Shakespeare set his scene just after the scrim of antiquity had been lifted from England and when the island nation was
making its first dim appearance in history. The legions of Julius Caesar were raiding the country, opposed with
questionable effect by a leader named Cunobelin, whose name Shakespeare saw fit to change. But the tale of a
besieged king is just one of a number of themes that run through the script. Also to be considered is a wife separated
from her husband and then reunited, the travails of two banished brothers, and a wager on a woman's virtue that
causes havoc.
The play shuttles between London, Rome and Wales and between castle and cave. A head is severed in one savage
incident, and in one scene that can sorely tax a director and the company's accountant, Jupiter is supposed to make an
entrance on the back of a phoenix and throw around some thunderbolts, as is his custom.
Such goings on often fare better in their own historical period, for like the horrific actions in "King Lear" they seem best
explained in a context of ancient barbarity. Director Laird Williamson, however, has moved the action on fast forward
to a nation under the 20th century black uniform and automatic rifles of fascism. Directors do that all the time now with
Shakespeare, though they do not see fit to produce Neil Simon or Noel Coward in Elizabethan costumes.

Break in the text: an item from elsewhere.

PR #178, opened 2023-02-15
Bytes: Add better API feedback.

Donnype:
The main feature is handling IntegrityErrors when committing a transaction of BoefjeMeta and NormalizerMeta objects. This gives better feedback in the boefje/normalizer logs as we see duplicate task handling happening.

Here the trappings are high-tech, with a great deal of metal and a touch of neon, and this and the contemporary
costumes do not blend easily with such Elizabethan speech as "O thou goddess, thou divine nature, how thyself thou
blazonist" and "their royal blood enchafed as the rud'st wind." For a modern context only diverts the play in even more
wayward directions and adds yet another layer of complexity.
But if clarification is lacking here, Williamson has created a production of his own - more Berkleian than Shakespearean,
filled with motion, energy, inventive touches, and even humor in places where the audience is not supposed to laugh.
The cave is a metal frame, also used for a bed, a platform, a battle tank and other uses. Cloten's bloody head is tossed
around as though one were watching the World Cup, and the battle scenes and the entrance of Jupiter are deftly done.
Some fine acting, with a pace that ranges from fast to the frenetic, is generally on view. Douglas Sills is a wonderfully
villainous Iachimo, who bets against a wife's virtue, and Julian Lopez-Morillas is a high-pitched and whining Cymbeline.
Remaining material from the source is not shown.